Java serialization: readObject() vs. readResolve()

readObject() is an existing method in ObjectInputStream class. At the time of deserialization readObject() method internally checks whether the object that is being deserialized has readResolve() method implemented. If readResolve() method exists then it will be invoked

A sample readResolve() implementation would look like this

protected Object readResolve() {
  return INSTANCE:
}

So, the intent of writing readResolve() method is to ensure that the same object that lives in JVM is returned instead of creating new object during deserialization.


readResolve can be used to change the data that is serialized through readObject method. For e.g. xstream API uses this feature to initialize some attributes that were not in the XML to be deserialized.

http://x-stream.github.io/faq.html#Serialization


readResolve is used for replacing the object read from the stream. The only use I've ever seen for this is enforcing singletons; when an object is read, replace it with the singleton instance. This ensures that nobody can create another instance by serializing and deserializing the singleton.
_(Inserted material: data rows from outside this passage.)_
PR #2507, opened 2025-09-08
torch.cumsum api change

jjsjann123:
switch to native cumsum in nvfuser instead of decomposition via matmul op.

### DIFF
--- a/examples/quickstart/requirements.txt
+++ b/examples/quickstart/requirements.txt
@@ -1,4 +1,4 @@
-transformers
+transformers==4.55.4
 accelerate
 nvfuser-cu128-torch27
 nvidia-cudnn-frontend
--- a/thunder/__about__.py
+++ b/thunder/__about__.py
@@ -1,7 +1,7 @@
-__version__ = "0.2.5.dev0"
+__version__ = "0.2.6.dev0"
 __author__ = "Lightning-AI et al"
 __author_email__ = "community@lightning.ai"
-__copyright__ = f"2024 {__author__}"
+__copyright__ = f"2024, 2025 {__author__}"
 __homepage__ = "https://github.com/Lightning-AI/lightning-thunder"
 __docs__ = "Lightning Thunder project."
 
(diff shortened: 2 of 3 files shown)


thunder/executors/nvfuserex_impl.py
```diff
@@ -3248,25 +3241,13 @@ def cumsum_transform(
...
         out_dtype = lcdtype_to_nvdtype(dtypes.to_dtype(dtype))
 
     nv_a = getnv(a, fd, lc_to_nv_map)
-    nv_a = fd.ops.cast(nv_a, compute_dtype)
-
-    mask = fd.ops.full((a.numel, a.numel), fd.define_scalar(1), compute_dtype)
-    mask = fd.ops.triu(mask)
-
-    out = fd.ops.matmul(nv_a, mask)
+    out = fd.ops.cumsum(nv_a, dim)
```
jjsjann123: we can guard on nvfuser version if public CI has older nvfuser version running without cumsum. :crossed_fingers:

jjsjann123:
errrr. pytorch cumsum does type promotion for integer/bool... so nvfuser hits type mismatch... I need to go fix that. :face_exhaling:

jjsjann123:
https://github.com/NVIDIA/Fuser/pull/5140

fixing it in this one ^

Meanwhile, I'll add a version guard on the existing code change.

jjsjann123:
nvfuser patch is in. I think this PR is good for review.

I verified it locally on my machine, but I could be missing stuff in CI. I'll wait until tomorrow when the new container is out to ask bump nvfuser nightly version before asking to merge this one.

t-vi (approved):
Thank you @jjsjann123

jjsjann123:
Awesome. I wonder if we are comfortable with merge this as-is....

Because the added code requires last night's nvfuser package to be tested. So if we bump nvfuser nightly package, we will be able to verify that (even though we are not publishing stable wheel yet)

jjsjann123:
Having said that, this is also a tiny PR. We can certainly revert is something is broken and found later. :wink:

Item 90, Effective Java, 3rd Ed covers readResolve and writeReplace for serial proxies - their main use. The examples do not write out readObject and writeObject methods because they are using default serialisation to read and write fields.

readResolve is called after readObject has returned (conversely writeReplace is called before writeObject and probably on a different object). The object the method returns replaces this object returned to the user of ObjectInputStream.readObject and any further back references to the object in the stream. Both readResolve and writeReplace may return objects of the same or different types. Returning the same type is useful in some cases where fields must be final and either backward compatibility is required or values must copied and/or validated.

Use of readResolve does not enforce the singleton property.